Students from all three UW campuses will share their work through poster and oral presentation, encouraging interdisciplinary discourse and allowing students to learn from each other about a broad range of innovative research arenas. To accommodate the recent growth of the Symposium, this year’s attendees get a real sense of the diverse topics encompassing undergraduate research through two distinct oral and poster sessions.

“I’m looking forward to presenting my research and sharing my results with other undergraduates and members of the [UW] community,” says Cameron Rule, a senior majoring in Russian, who is presenting a poster and making an oral presentation on his research comparing bilingual speakers in Lithuania and Estonia. “It promises to be an excellent opportunity to engage with other young researchers across a multitude of academic disciplines.”

Performance presentations held in Meany Hall begin at 3:30 p.m. and will feature Brittney Patterson, a junior majoring in economics. She has been studying Bachata, a music and dance style from the Dominican Republic, and plans to demonstrate how “dance can be used as a tool for social change.”

“This will help me gain experience in presenting my work to other people and help me to start thinking about how to translate my work in a way that it is easy for people to understand all the complexities of it,” states Patterson. “One day I hope to be able to discuss this type of work in further academia, so this really is the beginning steps for me.”

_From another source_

PR #271, opened 2026-09-05
Unify the flux-tube epsilon and R0 across the core and mirror lanes

rogeriojorge:
## Summary

Both gyrokinetic geometry exports set the GKX/GS2 contract key `epsilon` to `std(|B|)/mean(|B|)` and `R0` to `L_ref`. Verified against the installed GKX source: GKX reads `epsilon` as the inverse aspect ratio (`geometry/analytic.py:251`, `bmag = 1/(1 + eps cos theta)`) and derives `aminor = epsilon * R0` and `a_ref` when it writes run artifacts (`artifacts/nonlinear_netcdf.py:119,181`; read back as `epsilon = aminor/rmaj` in `artifacts/run_summary.py:159` and `geometry/flux_tube.py:452`). With `R0 = L_ref` that derived minor radius was meaningless in both lanes. #263 documented the mismatch on the mirror lane and deliberately left the value alone so the two lanes would not split; this PR picks one definition and applies it to both in the same change.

A few additional student projects include:

*Zachary Radmer, senior, environmental studies & biology*
Oral presentation topic: What human mediated fire regimes mean for aquatic macro-invertebrate assemblages and salmon diets in central Idaho
Mentors: Peter Kiffney, NOAA; Beth Sanderson, NOAA

Kathy Wei, senior bioengineering and computer science
Poster presentation topic: Anti–Cancer Nanopods: Rational Design of a Peptide-based Gene Delivery Vehicle Targeted to Hepatocarcinoma
Mentors: Suzie Pun, Bioe; Rob Burke, Bioe

Alyssa Sheih, senior, bioengineering
Poster presentation topic: Foreign Object Recognition Through Phagocytosis-Poster
Mentor: Hong Shen, ChemE

Yecelica Valdivia, senior, anthropology, women studies
A Radical Food Politics: Struggles for Food Sovereignty in the Puget Sound Foodshed
Mentor: Devon Pena, Anthro, AES; Theresa Mares

Timothy Thomas, senior, sociology
Oral presentation topic: Seattle’s Martin Luther King, Jr. Way: A 40 Year Reflection on a Dream
Mentor: Stew Tolnay, Soc

Event Details
WHAT: Twelfth Annual Research Symposium at the University of Washington
WHO: Nearly 700 of the sharpest young minds at UW presenting ground-breaking undergraduate research
WHEN: Friday, May 15, 2009, 12:00 p.m.-5:00 p.m.
WHERE: Mary Gates Hall Commons with performance presentations in Meany Hall, UW Seattle
SPONSORS: UAA’s Undergraduate Research Program and UW’s Alumni Association

About the Undergraduate Research Program
The Undergraduate Research Program facilitates research experiences for undergraduates with UW faculty members across departments and disciplines. Since 1997, it has produced the Undergraduate Research Symposium, during which hundreds of undergraduates present their research to the campus and community. It is among the largest symposia for undergraduates in the nation. The Undergraduate Research Program is housed within Undergraduate Academic Affairs’ Center for Experiential Learning.